The board have reviewed its operating structure, and the decision has been taken to appoint Stephen Sinclair to the role of CEO for the group.


This change in structure will allow Michael Kerr, founder of the Me Today brand, to focus on the growth of Me Today in New Zealand and internationally, as well as wider sales and marketing for the Group including King Honey.


This change in management structure will take effect immediately.

We are confident that by focusing on Me Today brand growth, resolving King Honey challenges, and pursuing international opportunities, we will improve value for all stakeholders. We remain committed to open communication and will continue to update you on our progress.
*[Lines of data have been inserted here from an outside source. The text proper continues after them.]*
PR #1395, opened 2025-11-13
Speed up `ops_log` by storing up to 100 changes per repo file

paraseba:
This makes `ops_log` require I/O only once every 100 changes.

Other improvement is that we store the update time for every change, that can now be returned in `ops_log`

TODO in future PR: make the repo file store a configurable number of changes instead of hardcoding 100.

Closes: #1404

### DIFF
--- a/.github/ISSUE_TEMPLATE/bug_report.yml
+++ b/.github/ISSUE_TEMPLATE/bug_report.yml
@@ -26,23 +26,14 @@ body:
     attributes:
       label: Minimal Complete Verifiable Example
       description: |
-        Minimal, self-contained copy-pastable example that demonstrates the issue.         This will be automatically formatted into code, so no need for markdown backticks.
+        Minimal, self-contained copy-pastable example that demonstrates the issue.
+
+        Consider listing additional or specific dependencies in [inline script metadata](https://packaging.python.org/en/latest/specifications/inline-script-metadata/#example)
+        so that calling `uv run issue.py` shows the issue when copied into `issue.py`.
+
+        This will be automatically formatted into code, so no need for markdown backticks.
       render: Python
-
-  - type: checkboxes
-    id: mvce-checkboxes
-    attributes:
-      label: MVCE confirmation
-      description: |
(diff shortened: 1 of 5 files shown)


mpiannucci (approved):

mpiannucci:
Sorry my review took so long! Wanted to fully read it

paraseba:
> Sorry my review took so long! Wanted to fully read it

No problem at all. Thank you @mpiannucci !!

icechunk/src/format/repo_info.rs
```diff
@@ -247,6 +253,91 @@ impl RepoInfo {
...
+    fn mk_latest_updates<
+        'bldr,
+        'a,
+        I: IntoIterator<Item = IcechunkResult<(UpdateType, DateTime<Utc>, Option<&'a str>)>>,
+    >(
+        builder: &mut flatbuffers::FlatBufferBuilder<'bldr>,
+        update: UpdateInfo<I>,
+        backup_path: Option<&'a str>,
+    ) -> IcechunkResult<(
+        WIPOffset<
```
dcherian, line 266: 😵‍💫

icechunk/src/format/repo_info.rs
```diff
@@ -247,6 +253,91 @@ impl RepoInfo {
...
+        );
+
+        let new_updates: Box<dyn Iterator<Item = _>> =
+            if let Some(last_update) = last_update {
+                Box::new(
+                    [Ok((update.update_type, update.update_time, None)), last_update]
+                        .into_iter(),
+                )
+            } else {
+                Box::new([Ok((update.update_type, update.update_time, None))].into_iter())
```
dcherian, line 299: Just curious, why `Box` and not  `[Ok((update.update_type, update.update_time, None)), None]`?

paraseba: Rust doesn't like they types, arrays have fixed size, and iterator types are different.

dcherian: Right I mean that we could `[Result<_, E>, Option<_>]` so the array is the same size in both branches; 

In other words, why not `[Ok((update.update_type, update.update_time, None)), last_update].into_iter()` and handle the Option in the body.

Issue #1400, opened 2025-11-13
Linux Wheel Generations Broken


ianhi:
https://github.com/earth-mover/icechunk/pull/1386 added a requirement for openssl which is now causing the release action to fail:

https://github.com/earth-mover/icechunk/actions/runs/19286028078/job/55147013938

```
  Could not find openssl via pkg-config:

  pkg-config exited with status code 1
  > PKG_CONFIG_PATH=/usr/local/lib/pkgconfig PKG_CONFIG_ALLOW_SYSTEM_CFLAGS=1 pkg-config --libs --cflags openssl

  The system library `openssl` required by crate `openssl-sys` was not found.
  The file `openssl.pc` needs to be installed and the PKG_CONFIG_PATH environment variable must contain its parent directory.
  PKG_CONFIG_PATH contains the following:
      - /usr/local/lib/pkgconfig
```

I think this is because the `PyO3/Maturin` action step we use here:

https://github.com/earth-mover/icechunk/blob/3be837a72439971b86d8d9184b7ad3cb4d5a209d/.github/workflows/python-ci.yaml#L170-L176

uses the `manylinux` image which does not have openssl in it

https://github.com/rust-openssl/rust-openssl/issues/1985#issuecomment-1612208107

> manylinux containers do not have an openssl installed in them, because they provide only the bare set of libraries that can be assumed on all linux installations (e.g., an old glibc). To resolve this, you need to bring your own openssl and statically link it (and therefore, update it whenever openssl does a security release).

Also from https://peps.python.org/pep-0513/

>  In particular, because it lacks a stable ABI, OpenSSL cannot be included in the manylinux1 profile.

And from the manylinux repo (https://github.com/pypa/manylinux/issues/1195#issuecomment-932721624)

> If OpenSSL is a direct dependency of your build, IMHO, you should rebuild it from sources as a static library (see [pyca/cryptography](https://github.com/pyca/cryptography), [scikit-build/cmake-python-distributions](https://github.com/scikit-build/cmake-python-distributions) wheel build for example).

## Possible Solution

Adding the `openssl` crate as vendored may be the solution here: https://docs.rs/openssl/latest/openssl/#vendored

PR #1402, opened 2025-11-13
use rustls-tls instead of native-tls -> openssl

ianhi:
openssl not available in the manylinux docker. so instead depend on rust-tls 
see: https://github.com/seanmonstar/reqwest/issues/495

closes: #1400

### DIFF
--- a/icechunk/Cargo.toml
+++ b/icechunk/Cargo.toml
@@ -73,6 +73,10 @@ flexbuffers = "25.9.23"
 # https://github.com/earth-mover/icechunk/issues/1400
 reqwest = { version = "0.12.24", default-features = false, features = [
   "rustls-tls",
+  # defaults we rely on. Add explicitly because we set default-features to false
+  "charset",
+  "http2",
+  "system-proxy",
 ] }
 [dev-dependencies]
 fs_extra = "1.3.0"
--- a/Cargo.lock
+++ b/Cargo.lock
@@ -624,7 +624,7 @@ dependencies = [
  "miniz_oxide",
  "object",
  "rustc-demangle",
- "windows-link",
+ "windows-link 0.2.1",
 ]
 
 [[package]]
@@ -788,7 +788,7 @@ dependencies = [
  "num-traits",
  "serde",
  "wasm-bindgen",
- "windows-link",
+ "windows-link 0.2.1",
 ]
 
 [[package]]
@@ -1174,6 +1174,15 @@ name = "encode_unicode"
 version = "1.0.0"
 source = "registry+https://github.com/rust-lang/crates.io-index"
 checksum = "34aa73646ffb006b8f5147f3dc182bd4bcb190227ce861fc4a4844bf8e3cb2c0"
+
+[[package]]
+name = "encoding_rs"
+version = "0.8.35"
+source = "registry+https://github.com/rust-lang/crates.io-index"
+checksum = "75030f3c4f45dafd7586dd6780965a8c7e8e285a5ecb86713e63a79c5b2766f3"
+dependencies = [
+ "cfg-if",
+]
 
 [[package]]
 name = "env_filter"
@@ -1748,9 +1757,11 @@ dependencies = [
  "percent-encoding",
  "pin-project-lite",
  "socket2 0.6.1",
+ "system-configuration",
  "tokio",
  "tower-service",
  "tracing",
+ "windows-registry",
 ]
 
 [[package]]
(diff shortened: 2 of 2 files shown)


deny.toml
```diff
@@ -25,6 +25,7 @@ allow = [
   "CC0-1.0",
   "Unicode-3.0",
   "Zlib",
+  "CDLA-Permissive-2.0",
```
ianhi, line 28: required for https://github.com/rustls/webpki-roots#license which we pick up for getting the certs for rustls-tls

.github/workflows/python-check.yaml
```diff
@@ -98,7 +97,8 @@ jobs:
           uv venv
           source .venv/bin/activate
           python --version
-          WHEEL=$(ls dist/*-cp311-*.whl)
+          PYTHON_TAG="cp$(echo ${{ env.PYTHON_VERSION }} | tr -d '.')"
+          WHEEL=$(ls dist/*-${PYTHON_TAG}-*.whl)
```
ianhi, line 101: this is not directly necessary but good future proofing for when we update the python version

.github/workflows/python-check.yaml
```diff
@@ -36,10 +36,9 @@ jobs:
         uses: PyO3/maturin-action@v1
         with:
           working-directory: icechunk-python
-          args: --release --out dist --find-interpreter
+          args: --release --out dist -i python${{ env.PYTHON_VERSION }}
           sccache: true
-        env:
-          CARGO_TERM_QUIET: true
+          manylinux: auto
```
ianhi, line 41: this matches the way we build in the release workflow (using manylinux) but constrains to only build for the PYTHON_VERSION version of python to speed things up

icechunk/Cargo.toml
```diff
@@ -67,8 +67,13 @@ dirs = { version = "6.0.0", optional = true }
 assert_fs = { version = "1.1.3", optional = true }
 flatbuffers = "25.2.10"
 flexbuffers = "25.9.23"
-reqwest = "0.12.24"
 
+# reqwest's default-features enables default-tls which ultimately leads to an openssl dependencies
+# which we are not including as it is not included in manylinux wheels. Instead depend on rustls-tls only
```
ianhi, line 72:
```suggestion
# which we are not including as it is not included in the manylinux image. Instead depend on rustls-tls only
```

icechunk/Cargo.toml
```diff
@@ -67,8 +67,13 @@ dirs = { version = "6.0.0", optional = true }
 assert_fs = { version = "1.1.3", optional = true }
 flatbuffers = "25.2.10"
 flexbuffers = "25.9.23"
-reqwest = "0.12.24"
 
+# reqwest's default-features enables default-tls which ultimately leads to an openssl dependencies
+# which we are not including as it is not included in the manylinux iamge. Instead depend on rustls-tls only
```
ianhi:
```suggestion
# which we are not including as it is not included in the manylinux image. Instead depend on rustls-tls only
```

icechunk/Cargo.toml
```diff
@@ -67,8 +67,13 @@ dirs = { version = "6.0.0", optional = true }
 assert_fs = { version = "1.1.3", optional = true }
 flatbuffers = "25.2.10"
 flexbuffers = "25.9.23"
-reqwest = "0.12.24"
 
+# reqwest's default-features enables default-tls which ultimately leads to an openssl dependencies
+# which we are not including as it is not included in the manylinux image. Instead depend on rustls-tls only
+# https://github.com/earth-mover/icechunk/issues/1400
+reqwest = { version = "0.12.24", default-features = false, features = [
```
paraseba, line 74: actually, now that i look, i think we need to enable a couple more features:
- charset
- http2
- system-proxy

paraseba (changes requested):

icechunk/Cargo.toml
ianhi: Should we open an issue for adding a test taht would have caught these missing ones?

ianhi: Actually @paraseba, all of those are enabled by default: https://docs.rs/reqwest/latest/reqwest/#optional-features

so we don't need to explcitly include them

paraseba: but you are saying (as you should) `default-features = false`

paraseba: > Should we open an issue for adding a test taht would have caught these missing ones?

We can open an issue, but it's significant work to make tests for this kind of thing

ianhi: oooh whoops i didn't connect that that would remove all the defaults

ianhi: ok added them + a comment with why

paraseba (approved):

PR #2318, opened 2026-08-06
Reuse manifests written by failed commit attempts when retrying after rebase

aldenks:
This is a PR as a proposal, I'm going to close it right away, but am using it to float the idea. The current implementation exists only to give an idea of what an implementation would look like.

**Goal: make uncoordinated but semi-cooperative writes work with higher writer concurrency and/or many arrays per store.**

Uncooperative writes have infrastructure and code simplicity benefits for writers. These uncooperative writers don't directly communicate, _but it is often relatively simple to distribute work between them so they each write to disjoint regions_ which guarantees that `commit("...", rebase_with=ConflictDetector())` will succeed given enough rebase attempts.

Right now this works well up until the point where the time to rebase and retry a commit exceeds the total attempted rate of commits across writers. More concurrent writers increase contention, more arrays per commit increase the time a rebase+retry takes. When this threshold is crossed writers get stuck in a loop rewriting manifests and never winning the race to land their commit.

By reducing the amount of time it takes to rebase and retry a commit that lost the compare-and-set race to another writer, we make this semi-cooperative writer case scale to much higher concurrent writers and/or more updated arrays per commit.

- Right now: a retried commit remerges, recompresses, and reuploads all manifests in the commit, increasing the time to rebase+retry
- Proposal: only re merge, compress, and upload manifests changed by other writers. reuse manifests that don't need to change. 

**Question: is the added complexity of this worth it?** If so, I'm happy to refine this PR or open an issue.

One anecdotal example: in a workflow where each commit touches ~150 small (< 1MB) manifests with ~5 minutes of work on each writer between commits, if I go any higher than 10 concurrent writers they all get stuck in rebase loops and never succeed. This isn't terribly impactful right now, 10 writers is ok.

Because pickling ForkSession serializes static creds, using that would require another communication mechanism outside of a publicly accessible bucket.

### DIFF
--- a/Changelog.python.md
+++ b/Changelog.python.md
@@ -2,6 +2,10 @@
 
 ## Python Icechunk Library [unreleased]
 
+### Features
+
+- Retrying a commit that lost the compare-and-set race against a concurrent committer (via `commit(rebase_with=...)` or `rebase()` followed by a new `commit()`) no longer regenerates every manifest. Manifests written by the failed attempt are reused for arrays the concurrent commit didn't touch and whose session changes the rebase didn't patch, so losing a commit race is now proportionally cheaper for uncoordinated writers working on disjoint arrays ([#2318](https://github.com/earth-mover/icechunk/pull/2318)).
+
 ### Fixes
 
 - Fix garbage collection deleting still-referenced transaction logs when the host and object-store clocks are skewed ([#2310](https://github.com/earth-mover/icechunk/pull/2310)).
--- a/icechunk/src/session.rs
+++ b/icechunk/src/session.rs
@@ -16,8 +16,9 @@ use itertools::{Itertools as _, enumerate, repeat_n};
 use regex::bytes::Regex;
 use serde::{Deserialize, Serialize};
 use std::{
-    collections::{HashMap, HashSet},
+    collections::{HashMap, HashSet, hash_map::DefaultHasher},
     future::{Future, ready},
+    hash::Hasher,
     ops::Range,
     pin::Pin,
     sync::Arc,
@@ -497,6 +498,11 @@ pub struct Session {
     snapshot_id: SnapshotId,
     change_set: ChangeSet,
     default_commit_metadata: SnapshotProperties,
+    // Manifests written by a failed commit attempt of this session, reusable
+    // by the next attempt. Only meaningful within the process that wrote
+    // them, so it's not serialized with the session.
+    #[serde(skip)]
+    flushed_manifests: FlushedManifestCache,
 }
 
 impl Session {
@@ -522,6 +528,7 @@ impl Session {
             snapshot_id,
             change_set: ChangeSet::for_edits(),
             default_commit_metadata: SnapshotProperties::default(),
+            flushed_manifests: FlushedManifestCache::default(),
         }
     }
 
@@ -555,6 +562,7 @@ impl Session {
             snapshot_id,
             change_set: ChangeSet::for_edits(),
             default_commit_metadata,
+            flushed_manifests: FlushedManifestCache::default(),
         }
     }
 
@@ -583,6 +591,7 @@ impl Session {
             snapshot_id,
             change_set: ChangeSet::for_rearranging(),
             default_commit_metadata,
+            flushed_manifests: FlushedManifestCache::default(),
         }
     }
 
@@ -1621,6 +1630,10 @@ impl Session {
             self.snapshot_id(),
             self.config.manifest(),
         );
+        // Anonymous flushes don't race on a branch, so they are never
+        // retried; there is no reason to keep the manifests they write
+        // available for reuse.
+        let mut flushed_manifests = FlushedManifestCache::default();
         let new_snap = do_flush(
             flush_data,
             message,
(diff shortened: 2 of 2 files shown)


aldenks:
AI written details:



## Problem

When a commit loses the compare-and-set race on a branch, the flush that preceded the CAS has already fetched, merged, compressed and uploaded a new manifest for **every** node with changes in the session. Retrying the commit — via `commit().rebase(...)` or a manual `rebase()` + `commit()` — re-does all of that manifest work from scratch, even for nodes the concurrent committer never touched (the previously uploaded manifests just become garbage, since manifest ids are random, not content-addressed).

For semi-coordinated writers — processes intentionally writing to disjoint regions/arrays without serializing their commits (the "uncooperative writes" pattern from the [parallel writes guide](https://icechunk.io/en/latest/understanding/parallel/)) — the cost of losing the race is therefore proportional to the full size of the session's changes rather than to the actual overlap. This is painful for stores with hundreds of arrays (hundreds of manifests) per commit.

## Approach

Manifests are immutable objects with random ids: the ones written by a failed attempt are still in storage, merely unreferenced. The retried flush can therefore reference them instead of regenerating them, **whenever it can prove they'd be identical**.

The proof is a per-node fingerprint of every input that determines the node's manifests:

- the manifest refs the node carries in the parent snapshot — these change if the concurrent commit touched the node;
- the manifest split extents — these cover shape/dimension-name changes (splitting config is immutable for the life of a session);
- the session's chunk changes for the node, iterated in deterministic `BTreeMap` order — these change if the rebase conflict solver patched them (e.g. `UseTheirs` dropping chunks), or if the user wrote more chunks after a failed commit.

The fingerprint is two independent 64-bit hashes plus total serialized length, computed by streaming the msgpack encoding of those inputs through the hashers (no buffering, no clone of the change set). Because the comparison is per-node between two attempts of the *same* session — not adversarial, not many-to-many — an accidental collision (~2⁻¹²⁸ per changed node per retry, with a length guard on top) is not a practical concern. Any mismatch falls back to the existing full merge path, so a false *miss* only costs the work we do today.

Mechanics:

- `Session` gains a `#[serde(skip)]` `FlushedManifestCache` (node id → fingerprint + manifest refs/file infos). It is replaced wholesale by each flush with what that flush produced, and cleared on successful commit.
- On the next flush attempt, `flush_existing_node` / `flush_new_node` recompute the fingerprint from the (possibly new) parent snapshot and the (possibly patched) change set; on a hit they return the cached refs without any manifest fetches or writes.
- Reuse is disabled for `rewrite_manifests` (user explicitly wants fresh manifests) and anonymous flushes (they never race on a branch).
- Since the cache lives in the session, both the `commit().rebase(...)` retry loop and the manual `commit()`-fails → `rebase()` → `commit()` flow benefit, with no public API changes. Python/JS bindings pick it up automatically.

One caveat worth noting: reuse assumes the failed attempt's manifests are still in storage when the retry runs (seconds later). This is the same exposure an in-flight commit already has to a concurrently running GC, and it is covered by GC's documented age cutoff: per [design doc 011](https://github.com/earth-mover/icechunk/blob/main/design-docs/011-IC2-gc-and-expiration-consistency.md) and the expiration guide, GC only deletes objects created strictly before the user-supplied cutoff timestamp.

## Commit structure

1. **Tests first** (`Add test coverage for commit-with-rebase manifest and data behavior`): fills coverage gaps in the exact areas the optimization touches, all passing on the unmodified implementation — disjoint-array writers through `commit().rebase()` with manifest-identity assertions, chunk conflicts (`UseOurs`/`UseTheirs`) through the retry loop, session usability + extra writes after a failed commit, and data correctness across multiple racing rebase attempts. CI on this commit demonstrates the pinned behavior predates the optimization.
2. **Optimization** (`Reuse manifests written by failed commit attempts when retrying after rebase`): the change above, plus tests that count manifest objects in storage to prove reuse happens (exactly one manifest per unchanged array across any number of retries, in both the builder and manual flows) and that it is correctly disabled when inputs change (concurrent writes to the same array get merged; chunks dropped by `UseTheirs` don't resurrect the stale manifest). All tests run over both spec versions.
3. **Changelog** (`Add changelog entry for manifest reuse on commit retry`): entry under `[unreleased]` in `Changelog.python.md`, per repo convention. The entry currently links this fork PR; swap the link for the upstream PR number if/when this is opened upstream.

## Testing

- `cargo test -p icechunk --lib`: 247 passed.
- `cargo test -p icechunk --test main concurrency` and in-memory `gc` integration tests pass (MinIO-dependent tests fail in my environment for lack of a local MinIO — connection refused on `127.0.0.1:4200` — unrelated to this change).
- `cargo clippy -p icechunk --lib --tests` clean, `cargo fmt` applied, `cargo check --workspace --tests` clean.

aldenks:
@li-em @paraseba Running this by you as an idea (see description). Going to close it to not clog up your PRs. My question: is the added complexity of this worth it in your eyes? If so, I'm happy to refine this PR or open an issue.

paraseba:
This sounds extremely interesting @aldenks ! Any chance you could write a short design document in the `design-docs` dir? Either way I'll review and have some feedback before Monday

aldenks:
@paraseba definitely will do, its probably going to be next week by the time i'll get to the design doc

The key aspects of the Group’s consolidated financial statements for the six months to 31 December 2023 are explained further below:


• The operating EBITDA loss for the Group was $2.22m, split between the business divisions as follows.

o The Me Today sale of goods and agency services segments combined operating EBITDA loss was $0.81m compared to an EBITDA loss of $1.33m for the 6 months ended 31 December 2022.

o The King Honey segment operating EBITDA loss was $0.77m compared to an EBITDA loss of $1.06m for the 6 months period ended 31 December 2022.

o The listed company and shared services operating costs were $0.65m compared to $0.69m for the 6 months ended 31 December 2022.


Deducted from operating EBITDA were expenses amounting to $5.03m resulting in a net loss after tax of $7.25m.


The $5.03m of expenses consisted of the following.


• Finance Costs $0.33m

• Fair Value loss on Biological assets $0.35m

• Depreciation and Amortisation $0.18m

• Amortisation of Customer Relationship asset $0.54m

• Impairment of Customer Relationship asset $3.45m

• Restructuring costs $0.15m

• Write Down of assets held for sale $0.03m


Total Expenses deducted from EBITDA $5.03m


Further explanation of the customer relationship asset is provided below.


o Amortisation and impairment of the Customer Relationship Asset


As part of the review of the half year financial statements the directors completed a discounted cashflow valuation of the King Honey cash generating unit. Following the completion of this assessment a decision has been taken to write down the intangible asset completely. The half year financial statements record an amortization of the asset of $0.54m and an impairment of $3.45m. The value of this at 31 December 2023 is now recorded as zero in the financial statements.